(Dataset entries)
== Segment start ==
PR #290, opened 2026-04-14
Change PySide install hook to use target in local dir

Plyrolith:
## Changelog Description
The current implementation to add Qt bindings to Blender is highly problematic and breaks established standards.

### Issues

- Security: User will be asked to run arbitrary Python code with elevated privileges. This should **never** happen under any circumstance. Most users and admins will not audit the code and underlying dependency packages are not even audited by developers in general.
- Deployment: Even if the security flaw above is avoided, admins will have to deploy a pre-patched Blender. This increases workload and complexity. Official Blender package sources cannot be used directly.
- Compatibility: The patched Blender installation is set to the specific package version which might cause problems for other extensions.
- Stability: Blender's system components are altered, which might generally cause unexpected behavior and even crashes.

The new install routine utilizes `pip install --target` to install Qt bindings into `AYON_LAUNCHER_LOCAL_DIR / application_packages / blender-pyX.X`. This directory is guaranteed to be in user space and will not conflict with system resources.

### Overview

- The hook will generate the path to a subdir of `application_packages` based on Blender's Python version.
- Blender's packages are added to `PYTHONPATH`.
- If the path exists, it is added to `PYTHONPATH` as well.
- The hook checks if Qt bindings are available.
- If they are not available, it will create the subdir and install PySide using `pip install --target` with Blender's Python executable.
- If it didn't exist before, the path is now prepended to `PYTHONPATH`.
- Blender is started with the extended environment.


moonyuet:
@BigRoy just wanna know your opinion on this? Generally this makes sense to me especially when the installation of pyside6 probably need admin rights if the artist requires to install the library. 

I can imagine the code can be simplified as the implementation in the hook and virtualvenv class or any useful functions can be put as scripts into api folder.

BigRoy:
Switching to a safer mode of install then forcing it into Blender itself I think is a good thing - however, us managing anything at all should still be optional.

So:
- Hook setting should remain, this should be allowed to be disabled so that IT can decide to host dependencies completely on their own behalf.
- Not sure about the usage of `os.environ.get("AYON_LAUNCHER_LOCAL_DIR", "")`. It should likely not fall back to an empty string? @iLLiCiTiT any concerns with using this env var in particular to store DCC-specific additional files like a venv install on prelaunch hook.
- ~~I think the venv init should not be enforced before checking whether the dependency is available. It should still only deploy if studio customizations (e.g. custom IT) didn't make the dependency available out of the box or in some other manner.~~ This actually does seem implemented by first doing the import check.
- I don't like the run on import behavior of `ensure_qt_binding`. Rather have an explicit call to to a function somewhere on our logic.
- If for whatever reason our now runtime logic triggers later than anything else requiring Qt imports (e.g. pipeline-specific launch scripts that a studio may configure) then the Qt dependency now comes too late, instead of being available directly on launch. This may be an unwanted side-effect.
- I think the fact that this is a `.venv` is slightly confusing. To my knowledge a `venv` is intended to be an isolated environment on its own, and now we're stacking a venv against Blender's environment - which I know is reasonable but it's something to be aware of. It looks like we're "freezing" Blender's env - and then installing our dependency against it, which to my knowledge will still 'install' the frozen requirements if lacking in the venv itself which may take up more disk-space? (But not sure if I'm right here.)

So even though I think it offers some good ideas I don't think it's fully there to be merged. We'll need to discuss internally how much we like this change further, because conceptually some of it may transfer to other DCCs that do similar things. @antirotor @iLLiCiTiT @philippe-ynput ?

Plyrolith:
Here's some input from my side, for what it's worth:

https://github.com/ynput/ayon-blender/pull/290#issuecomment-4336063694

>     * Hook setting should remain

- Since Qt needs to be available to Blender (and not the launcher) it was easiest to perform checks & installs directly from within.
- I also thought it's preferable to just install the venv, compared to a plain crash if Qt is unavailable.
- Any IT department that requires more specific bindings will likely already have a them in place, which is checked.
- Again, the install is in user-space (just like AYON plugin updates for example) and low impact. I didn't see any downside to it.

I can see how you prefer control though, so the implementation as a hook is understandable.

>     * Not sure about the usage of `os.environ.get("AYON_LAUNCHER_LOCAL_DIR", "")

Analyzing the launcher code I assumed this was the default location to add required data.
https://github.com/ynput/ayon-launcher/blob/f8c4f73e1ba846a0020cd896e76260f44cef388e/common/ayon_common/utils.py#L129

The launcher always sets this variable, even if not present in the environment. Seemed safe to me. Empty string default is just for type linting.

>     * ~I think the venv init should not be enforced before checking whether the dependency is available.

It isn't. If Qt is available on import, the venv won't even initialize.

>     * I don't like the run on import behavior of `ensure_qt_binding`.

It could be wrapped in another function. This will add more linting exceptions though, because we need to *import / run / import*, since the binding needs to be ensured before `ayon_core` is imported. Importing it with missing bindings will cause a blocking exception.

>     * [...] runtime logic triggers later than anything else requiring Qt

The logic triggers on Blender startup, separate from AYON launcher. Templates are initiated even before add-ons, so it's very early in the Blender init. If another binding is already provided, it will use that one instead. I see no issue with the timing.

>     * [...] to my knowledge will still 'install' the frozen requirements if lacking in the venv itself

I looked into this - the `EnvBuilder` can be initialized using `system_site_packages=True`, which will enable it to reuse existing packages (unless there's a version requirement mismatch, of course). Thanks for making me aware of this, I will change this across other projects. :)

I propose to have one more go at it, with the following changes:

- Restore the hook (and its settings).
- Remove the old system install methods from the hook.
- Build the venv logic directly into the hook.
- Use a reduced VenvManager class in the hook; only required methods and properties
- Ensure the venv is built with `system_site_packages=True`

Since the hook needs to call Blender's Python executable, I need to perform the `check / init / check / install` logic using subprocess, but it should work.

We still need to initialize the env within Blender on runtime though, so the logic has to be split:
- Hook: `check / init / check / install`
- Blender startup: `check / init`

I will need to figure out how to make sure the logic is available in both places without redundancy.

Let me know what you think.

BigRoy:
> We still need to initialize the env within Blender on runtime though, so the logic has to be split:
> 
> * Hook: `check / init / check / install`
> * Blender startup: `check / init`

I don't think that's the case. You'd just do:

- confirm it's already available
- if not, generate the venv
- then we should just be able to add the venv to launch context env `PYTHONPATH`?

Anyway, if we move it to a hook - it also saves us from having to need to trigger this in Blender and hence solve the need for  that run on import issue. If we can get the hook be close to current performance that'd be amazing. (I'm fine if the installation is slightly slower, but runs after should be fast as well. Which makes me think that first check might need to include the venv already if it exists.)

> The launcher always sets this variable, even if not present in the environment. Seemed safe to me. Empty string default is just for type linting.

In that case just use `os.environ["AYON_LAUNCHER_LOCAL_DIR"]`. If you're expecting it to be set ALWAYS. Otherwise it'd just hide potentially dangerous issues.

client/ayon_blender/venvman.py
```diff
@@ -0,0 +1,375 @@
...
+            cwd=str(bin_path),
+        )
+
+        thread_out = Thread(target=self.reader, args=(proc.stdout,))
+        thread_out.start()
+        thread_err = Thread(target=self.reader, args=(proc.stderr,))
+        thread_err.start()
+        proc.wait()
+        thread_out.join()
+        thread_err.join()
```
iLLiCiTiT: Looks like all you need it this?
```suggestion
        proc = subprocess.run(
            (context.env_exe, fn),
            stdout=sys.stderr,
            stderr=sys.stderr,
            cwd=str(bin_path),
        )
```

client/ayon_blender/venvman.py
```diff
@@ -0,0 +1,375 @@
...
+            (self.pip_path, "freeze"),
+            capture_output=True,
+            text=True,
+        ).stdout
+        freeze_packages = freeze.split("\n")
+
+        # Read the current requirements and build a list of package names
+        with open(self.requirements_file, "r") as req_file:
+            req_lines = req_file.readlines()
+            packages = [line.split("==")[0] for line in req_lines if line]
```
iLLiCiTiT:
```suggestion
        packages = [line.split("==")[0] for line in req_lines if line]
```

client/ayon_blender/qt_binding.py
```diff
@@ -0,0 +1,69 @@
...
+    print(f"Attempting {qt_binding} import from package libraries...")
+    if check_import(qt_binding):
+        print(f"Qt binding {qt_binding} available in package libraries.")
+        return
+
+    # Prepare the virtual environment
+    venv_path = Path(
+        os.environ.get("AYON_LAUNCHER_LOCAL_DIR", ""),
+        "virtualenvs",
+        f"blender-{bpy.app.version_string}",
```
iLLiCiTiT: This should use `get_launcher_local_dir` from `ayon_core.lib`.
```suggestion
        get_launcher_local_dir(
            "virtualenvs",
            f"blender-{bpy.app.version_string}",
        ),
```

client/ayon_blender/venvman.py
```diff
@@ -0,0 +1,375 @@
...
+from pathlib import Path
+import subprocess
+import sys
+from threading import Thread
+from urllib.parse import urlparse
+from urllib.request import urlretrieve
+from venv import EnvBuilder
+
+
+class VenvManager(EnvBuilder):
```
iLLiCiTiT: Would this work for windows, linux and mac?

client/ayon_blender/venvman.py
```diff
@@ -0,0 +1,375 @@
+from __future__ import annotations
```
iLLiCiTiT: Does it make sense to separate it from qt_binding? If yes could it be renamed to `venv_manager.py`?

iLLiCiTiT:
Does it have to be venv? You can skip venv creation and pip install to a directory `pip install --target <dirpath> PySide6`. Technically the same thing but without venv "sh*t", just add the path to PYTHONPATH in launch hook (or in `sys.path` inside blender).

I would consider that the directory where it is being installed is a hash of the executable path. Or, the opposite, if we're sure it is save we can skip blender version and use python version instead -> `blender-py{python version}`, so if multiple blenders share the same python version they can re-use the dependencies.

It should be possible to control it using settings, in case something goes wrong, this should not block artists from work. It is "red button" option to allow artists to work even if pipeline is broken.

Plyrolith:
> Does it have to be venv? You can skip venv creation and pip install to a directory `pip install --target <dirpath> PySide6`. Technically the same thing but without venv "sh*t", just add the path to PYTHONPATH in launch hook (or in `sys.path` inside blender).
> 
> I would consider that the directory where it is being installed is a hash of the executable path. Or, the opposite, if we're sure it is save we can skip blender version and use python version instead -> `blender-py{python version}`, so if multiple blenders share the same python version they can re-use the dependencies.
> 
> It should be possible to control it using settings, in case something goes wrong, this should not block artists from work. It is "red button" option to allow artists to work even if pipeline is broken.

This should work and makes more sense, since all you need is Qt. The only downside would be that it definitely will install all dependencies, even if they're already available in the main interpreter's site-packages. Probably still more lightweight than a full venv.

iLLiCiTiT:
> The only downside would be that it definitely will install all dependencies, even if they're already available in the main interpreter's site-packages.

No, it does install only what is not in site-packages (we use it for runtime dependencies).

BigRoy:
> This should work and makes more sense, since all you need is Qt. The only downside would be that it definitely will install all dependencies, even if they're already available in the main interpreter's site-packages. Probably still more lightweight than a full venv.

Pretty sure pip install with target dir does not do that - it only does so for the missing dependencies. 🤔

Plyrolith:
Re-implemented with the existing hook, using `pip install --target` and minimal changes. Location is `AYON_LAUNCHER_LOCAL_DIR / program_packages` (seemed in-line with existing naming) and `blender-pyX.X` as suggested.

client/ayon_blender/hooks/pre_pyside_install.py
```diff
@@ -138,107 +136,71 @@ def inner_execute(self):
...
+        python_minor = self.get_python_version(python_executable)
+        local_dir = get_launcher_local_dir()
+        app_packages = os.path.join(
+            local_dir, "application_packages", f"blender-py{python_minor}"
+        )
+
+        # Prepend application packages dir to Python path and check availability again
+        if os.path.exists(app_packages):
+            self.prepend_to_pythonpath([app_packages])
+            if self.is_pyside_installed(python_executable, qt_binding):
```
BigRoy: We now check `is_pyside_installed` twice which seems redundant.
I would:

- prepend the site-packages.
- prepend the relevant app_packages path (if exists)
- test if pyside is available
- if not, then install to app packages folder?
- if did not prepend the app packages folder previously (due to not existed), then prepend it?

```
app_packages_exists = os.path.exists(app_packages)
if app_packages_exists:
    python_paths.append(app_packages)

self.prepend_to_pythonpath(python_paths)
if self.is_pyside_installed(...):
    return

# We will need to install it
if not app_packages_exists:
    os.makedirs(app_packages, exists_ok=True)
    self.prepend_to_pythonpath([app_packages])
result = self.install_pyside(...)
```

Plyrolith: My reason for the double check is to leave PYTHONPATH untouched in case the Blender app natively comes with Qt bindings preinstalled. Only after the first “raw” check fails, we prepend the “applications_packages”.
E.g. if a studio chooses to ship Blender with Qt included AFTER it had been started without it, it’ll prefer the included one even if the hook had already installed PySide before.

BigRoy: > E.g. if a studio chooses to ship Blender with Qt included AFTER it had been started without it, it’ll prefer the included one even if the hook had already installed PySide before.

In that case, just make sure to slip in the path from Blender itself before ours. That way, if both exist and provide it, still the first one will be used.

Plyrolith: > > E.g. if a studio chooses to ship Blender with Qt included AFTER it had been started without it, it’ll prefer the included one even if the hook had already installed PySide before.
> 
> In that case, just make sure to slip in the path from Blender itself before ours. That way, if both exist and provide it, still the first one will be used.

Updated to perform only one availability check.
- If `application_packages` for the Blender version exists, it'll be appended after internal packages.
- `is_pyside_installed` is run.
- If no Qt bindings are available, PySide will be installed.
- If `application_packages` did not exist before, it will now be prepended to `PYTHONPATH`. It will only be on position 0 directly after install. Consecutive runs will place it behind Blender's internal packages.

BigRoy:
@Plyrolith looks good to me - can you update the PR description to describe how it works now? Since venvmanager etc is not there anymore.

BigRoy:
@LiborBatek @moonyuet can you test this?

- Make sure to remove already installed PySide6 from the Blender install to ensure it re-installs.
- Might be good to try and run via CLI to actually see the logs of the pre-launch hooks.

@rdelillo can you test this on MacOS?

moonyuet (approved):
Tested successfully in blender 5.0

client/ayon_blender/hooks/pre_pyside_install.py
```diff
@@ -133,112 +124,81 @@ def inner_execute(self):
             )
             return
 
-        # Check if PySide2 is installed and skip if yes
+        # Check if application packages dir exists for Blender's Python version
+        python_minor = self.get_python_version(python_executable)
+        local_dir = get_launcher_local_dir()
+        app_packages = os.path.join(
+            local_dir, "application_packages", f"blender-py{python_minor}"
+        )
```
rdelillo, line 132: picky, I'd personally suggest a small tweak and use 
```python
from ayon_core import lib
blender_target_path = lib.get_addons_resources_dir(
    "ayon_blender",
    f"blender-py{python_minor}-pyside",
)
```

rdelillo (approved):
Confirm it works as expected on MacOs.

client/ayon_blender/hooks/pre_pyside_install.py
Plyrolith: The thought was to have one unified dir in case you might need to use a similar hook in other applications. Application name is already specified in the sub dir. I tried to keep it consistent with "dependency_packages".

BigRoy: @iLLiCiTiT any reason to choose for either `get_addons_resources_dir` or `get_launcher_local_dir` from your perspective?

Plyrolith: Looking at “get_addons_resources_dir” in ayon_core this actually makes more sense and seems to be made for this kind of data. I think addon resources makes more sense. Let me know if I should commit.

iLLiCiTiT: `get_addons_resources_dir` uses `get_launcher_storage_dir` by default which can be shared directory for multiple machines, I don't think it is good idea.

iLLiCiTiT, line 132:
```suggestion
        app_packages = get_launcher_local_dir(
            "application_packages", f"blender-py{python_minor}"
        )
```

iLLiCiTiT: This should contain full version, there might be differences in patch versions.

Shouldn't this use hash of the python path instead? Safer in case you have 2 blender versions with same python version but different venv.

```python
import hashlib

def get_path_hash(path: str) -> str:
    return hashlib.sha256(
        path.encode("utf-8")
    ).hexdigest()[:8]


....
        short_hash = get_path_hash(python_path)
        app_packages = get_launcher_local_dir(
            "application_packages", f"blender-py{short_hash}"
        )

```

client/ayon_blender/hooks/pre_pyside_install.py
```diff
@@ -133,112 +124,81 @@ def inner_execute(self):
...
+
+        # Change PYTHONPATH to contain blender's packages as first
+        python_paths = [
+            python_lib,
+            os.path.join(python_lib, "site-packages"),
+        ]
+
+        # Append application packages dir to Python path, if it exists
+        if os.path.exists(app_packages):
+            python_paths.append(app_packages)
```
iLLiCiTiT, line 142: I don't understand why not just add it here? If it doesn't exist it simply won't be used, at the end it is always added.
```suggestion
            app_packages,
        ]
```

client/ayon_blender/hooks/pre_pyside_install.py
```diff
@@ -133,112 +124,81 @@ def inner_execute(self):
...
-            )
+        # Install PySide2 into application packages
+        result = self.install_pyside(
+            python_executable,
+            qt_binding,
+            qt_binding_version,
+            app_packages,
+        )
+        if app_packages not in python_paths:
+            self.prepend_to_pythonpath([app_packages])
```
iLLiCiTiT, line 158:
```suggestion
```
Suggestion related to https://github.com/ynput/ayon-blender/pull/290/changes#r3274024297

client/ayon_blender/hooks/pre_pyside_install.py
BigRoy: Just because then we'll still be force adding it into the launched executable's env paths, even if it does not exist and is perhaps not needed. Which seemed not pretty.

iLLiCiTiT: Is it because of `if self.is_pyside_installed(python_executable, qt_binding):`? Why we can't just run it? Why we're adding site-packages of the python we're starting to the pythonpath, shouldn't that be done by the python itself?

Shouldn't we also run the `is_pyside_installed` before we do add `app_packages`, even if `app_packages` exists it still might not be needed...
== Segment end ==
* [WHAT THE TASK REQUIRES]
State the number of lines in the data that contain the word "started", offering no other text.

* [OUTPUT OF THE TASK]
4